RECORDS FOR THIS TASK
PR #2901, opened 2023-04-03
FIX #2897 Admin: "Copy" button for stream keys copy asterisks if key is hidden 

### LINKED ISSUE #2897: Admin: "Copy" button for stream keys copy asterisks if key is hidden
In the admin web ui for stream keys (/admin/config/server/ > "Stream keys"), if you click the "copy" button while the key is hidden ("********"), the placeholder asterisks are copied to the clipboard instead of the key.

Tested on Firefox 111 (Linux), Ungoogled Chromium 111 (Linux)

dev265545:
Fixes  #2897 
Adding a copyText function to solve this issue


gabek:
Awesome, thanks Dev. Works great! :100:

PR #2903, opened 2023-04-03
FIX : Chat: words containing one or more dots are turned into links #2898

### LINKED ISSUE #2898: Chat: words containing one or more dots are turned into links

In chat messages, words containing one or more dots (e.g. "A.B", "a.b.c") are turned into clickable links.
Numbers don't seem affected (eg. "123.45").

dev265545:
Fixes #2898 
Making validateTLD to true and also adding a parameter of customTLDs.
Using customTLDs we can add  domain names which will also be matched as a link


gabek:
Perfect! Thanks for looking up that additional `customTLDs` property.

gabek:
Tests seem to be failing after merging this in . I'm going to revert this change.

gabek:
Fixed!

PR #2928, opened 2023-04-16
Fix : autogenerated streaming key contains bad characters #2919

### LINKED ISSUE #2919: autogenerated streaming key  contains bad characters

on nightly version v20230410-nightly

while testing new feature of multiple stream keys I had some trouble.

it appears some characters are not compatible, for example this key `OFDIZcapUVR!0IL8ovX8O2WG3%XjjU`

I suppose it is related to `%`. I've tested other generated keys without any issue.

dev265545:
Fixes #2919


gabek:
Thanks, Dev!

I just wired up Javascript unit tests for the first time and it seems like this would be a good candidate for that. Could you add a unit test in `web/tests` to this PR to verify the keys that are being generated?

dev265545:
Yes, I will definitely do that

gabek:
Yay for tests! I should have set that up a long time ago and it would have changed how frontend code was written to be a bit more modular. Better late than never, I suppose!

PR #2929, opened 2023-04-16
feat: add support for robots.txt disabling search indexing

### LINKED ISSUE #2684: Option to prevent Google indexing of Owncast pages
### Feature request

An experimental instance of mine got indexed by Google. Currently the web interface doesn't prevent indexing by search engines. 

I propose a checkbox in the admin interface that reads "Prevent search engines from indexing this Owncast instance". It could be unchecked by default. When it's checked, the following could be placed in the `<head>` of the public web app.

`<meta name="robots" content="noindex, nofollow">`

If the checkbox is not checked, the following could be placed:

`<meta name="robots" content="index, nofollow">`

#### Making the case for nofollow
Since most Owncast interfaces provide a chat interface that let's the public enter anything, it's good practice to tell search engines to not follow external links on the page. Because nofollow links do not pass PageRank they don't impact search engine rankings and this prevents spammers for trying to boost their SEO juice via popular Owncast instances.

gabek:
Can toggle disabling search engine indexing via `robot.txt` directives. Closes #2684

### DIFF
--- a/controllers/admin/config.go
+++ b/controllers/admin/config.go
@@ -751,6 +751,26 @@ func SetHideViewerCount(w http.ResponseWriter, r *http.Request) {
 	controllers.WriteSimpleResponse(w, true, "hide viewer count setting updated")
 }
 
+// SetDisableSearchIndexing will set search indexing support.
+func SetDisableSearchIndexing(w http.ResponseWriter, r *http.Request) {
+	if !requirePOST(w, r) {
+		return
+	}
+
+	configValue, success := getValueFromRequest(w, r)
+	if !success {
+		controllers.WriteSimpleResponse(w, false, "unable to update search indexing")
+		return
+	}
+
+	if err := data.SetDisableSearchIndexing(configValue.Value.(bool)); err != nil {
+		controllers.WriteSimpleResponse(w, false, err.Error())
+		return
+	}
+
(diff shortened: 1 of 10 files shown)


rmens:
Hi Gabe, any reason you chose the robots.txt route and not the metatags? This covers the 'don't index this instance' scenario, but doesn't add any metatags that encourage search engines to index the site.

gabek:
The number of things that require server side rendered page content the better. There's currently no guarantee that the meta tags would be rendered for a search bot without Javascript. `robots.txt` is server rendered, and therefore always available because it doesn't require javascript. If somebody flips the switch to disable search engine indexing I don't want it to be a "maybe, depending on the search engine".

As far as I've been able to tell Owncast instances have been indexed without problems so far, so the real change here is to tell search engines not to index it like. If explicit `Allow` directives for some reason are needed they can be added, but I don't believe they have to be.

rmens:
Makes sense. I wasn't aware that the metatags were client side rendered (being a simple PHP/MySQL guy 😌).

gabek:
Such is the drawback of completely client-side rendered pages! Technically a part of the build step performs an optimization where it will render static HTML instead of Javascript components for items it believes should be static and in-lined, but it's up to the compiler to make that call so there's no guarantee that HTML will exist before Javascript kicks in. It usually doesn't matter much, but in this case it would.

PR #3160, opened 2023-07-10
replace grapheme-splitter with graphemer (updated fork)

jprjr:
While doing some testing I discovered grapheme-splitter would not correctly split out some grapheme clusters. Turns out it hasn't been updated in a while, it looks like [graphemer](https://github.com/flmnt/graphemer) is the preferred fork.

It provides a drop-in compatible module, this should provide more accurate character counts in the chat.


gabek:
Thanks for catching all of these chat items!

jprjr:
> Thanks for catching all of these chat items!

I mean technically I'm the one that created this issue by using grapheme-splitter in the first place, haha.

But no problem, I'm happy to help!

PR #3161, opened 2023-07-10
contenteditable: remove warning about unknown property onContentChange

jprjr:
Noticed in the Javascript console there was a warning about onContentChange not being a react property, which is true - it just gets stored in props, and isn't needed by React to render.

So this just removes it from the call to create the div and keeps it in this.props.


gabek:
I didn't even notice that, thanks!

PR #3162, opened 2023-07-10
chat: check that a new username is different before sending out updates

jprjr:
Just prevents a case where a user say, updates their current name by adding a bunch of spaces at the end, so the resulting new name is the same as the old, and the "user updated their name" goes out with the same name as before.


gabek:
Thank you for thinking about these things!

PR #3164, opened 2023-07-11
Name change: better unicode handling

### LINKED ISSUE #3159: DisplayName Unicode Handling
## Current situation

Using unicode in the displayname is a bit broken. In my explanations I'm using emoji, just because I know they're Unicode characters that can take up several codepoints, but this all applies to Unicode text characters as well.

The input box enforces a maximum character length, and I'll be honest, I'm not sure how that's being measured, it's not really accurate when you get into more complex emoji clusters like 🫱🏿‍🫲🏻 - that takes up 9 UTF-16 code points, and 19 bytes in utf-8. The name change box reports the length as 5. And doing things like pasting past the character limit causes the emoji to be broken up.

Assuming the dialogue box determines the string is an acceptable length - the server-side processing caps the string based on the number of bytes, and can then send back broken Unicode if it removes the final bytes of a UTF-8 sequence.

## Proposal

I did some quick prototyping and would like to propose a few changes:

Client-side:

* remove the maxCount property from the name change field to prevent breaking/splitting input.
* replace the "showCount" with a custom implementation that counts grapheme clusters (so things like "🫱🏿‍🫲🏻" count as 1).
* allow username input to go over the max characters but disable sending once over, similar to the current chat box.

Server-side:

* Update MakeSafeStringOfLength to count the length using [uniseg](https://github.com/rivo/uniseg), and remove whole grapheme clusters rather than bytes, which ensures no broken Unicode is sent back.

If this all sounds good, assign me the issue and I'll get everything cleaned up and get a PR going!

jprjr:
Client-side:

* Changes the NameChangeModal to show text "Over limit" when a proposed display name is too long.

* Allows names to go over limit to prevent splitting graphemes on input.

Server-side:

* Changes the MakeSafeStringOfLength to count number of unicode code points instead of string bytes.

Closes #3159

### DIFF
--- a/utils/strings.go
+++ b/utils/strings.go
@@ -18,10 +18,14 @@ func MakeSafeStringOfLength(s string, length int) string {
 	newString := s
 	newString = StripHTML(newString)
 
-	if len(newString) > length {
-		newString = newString[:length]
+	// Convert utf-8 string into Unicode code points.
+	codePoints := []rune(newString)
+
+	if len(codePoints) > length {
+		codePoints = codePoints[:length]
 	}
 
+	newString = string(codePoints)
 	newString = strings.ReplaceAll(newString, "\r", "")
 	newString = strings.TrimSpace(newString)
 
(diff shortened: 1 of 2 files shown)


gabek:
Nice! :100:

PR #3165, opened 2023-07-11
replace margins with padding in the chat container

janWilejan:
Virtuoso can't calculate the size of elements that have margins. This causes strange behaviour with scrolling in chat.


gabek:
Oh awesome! Maybe this is the root issue behind the flaky chat scroll to bottom behaviour. Thank you for discovering this!

PR #3167, opened 2023-07-11
change overflow behaviour in chat input

janWilejan:
image

Firefox only breaks at word boundaries by default, meaning we need a horizontal scrollbar to handle long words like AAAAAAAAAAAAAAAAAAAAAAAAAAAAA.


gabek:
Makes sense!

WHAT YOU NEED TO DO
All lines in the listing above between the line with "## Current situation" and the line with "Using unicode in", inclusive, should be set down exactly, and no line outside that range.

OUTPUT FOR THIS EXERCISE
## Current situation

Using unicode in the displayname is a bit broken. In my explanations I'm using emoji, just because I know they're Unicode characters that can take up several codepoints, but this all applies to Unicode text characters as well.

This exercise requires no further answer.